Analysis and Comparison of Dockerized and Standalone Apache Spark Configurations for Efficient Distributed Data Processing
Published in In the proceedings of ASYU 2024: International Symposium on Computer and Information Sciences, 2024
Download paper here Use Google Scholar for full citation
Apache Spark, a powerful distributed computing framework, has become a key to handling large-scale data processing tasks in many applications, including signal processing. However, there are different considerations for performance, cost, or ease of use during the development and deployment stages. This paper benchmarks Apache Spark on different local setups in terms of performance and elaborates on alternative cloud computing costs. Performances of different Spark master-slave configurations with Docker and no Docker are evaluated over different numbers of worker nodes, cores, memory, and executors.
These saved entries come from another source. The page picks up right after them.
PR #1735, opened 2026-04-12
feat(multi-select): add collapseSelectionAfter prop

eirikhaugstulen:
## Summary
- Add a `collapseSelectionAfter` prop to `MultiSelect` that replaces individual chips with "X selected" text once the selection count exceeds the given threshold

https://github.com/user-attachments/assets/fb835e66-6303-4000-9112-c862711c1fd4

### DIFF
--- a/components/select/src/multi-select/input.js
+++ b/components/select/src/multi-select/input.js
@@ -3,6 +3,7 @@ import { colors } from '@dhis2/ui-constants'
 import cx from 'classnames'
 import PropTypes from 'prop-types'
 import React from 'react'
+import i18n from '../locales/index.js'
 import {
     InputClearButton,
     InputPlaceholder,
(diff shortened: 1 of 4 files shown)


cooper-joe:
Nice suggestion @eirikhaugstulen, I think this is a helpful addition to the component.

I do think it is important to frame this as a robustness or resilience feature, rather than an endorsement of using this component for very large selections. If a field often ends up with many selected items, a Transfer or an always-open SelectPanel might be a better fit. But this feature does help prevent an awkward UI when a multiselect occasionally has many selections. This can be explained in the component documentation, I'm happy to add that as a follow up to this.

KaiVandivier (approved):
Please add the new prop to `/components/select/types/index.d.ts` -- otherwise, looks good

Spark WordCount benchmark is tested on Wikipedia datasets of sizes ranging from 1GB to 25GB. The results reveal that in local setups Docker creates additional parameter complexity as well as performance overheads, therefore a ``no Docker’’ setup is a better choice. We also observe the dominance of I/O bottlenecks in local setups. These results can help practitioners choose optimal setups for different Development and Operations (DevOps) and big data processing scenarios.
Recommended citation: Alain Ndigande, Ismail Ari, Sedat Özer, "Analysis and Comparison of Dockerized and Standalone Apache Spark Configurations for Efficient Distributed Data Processing." In the proceedings of ASYU 2024: International Symposium on Computer and Information Sciences, 2024.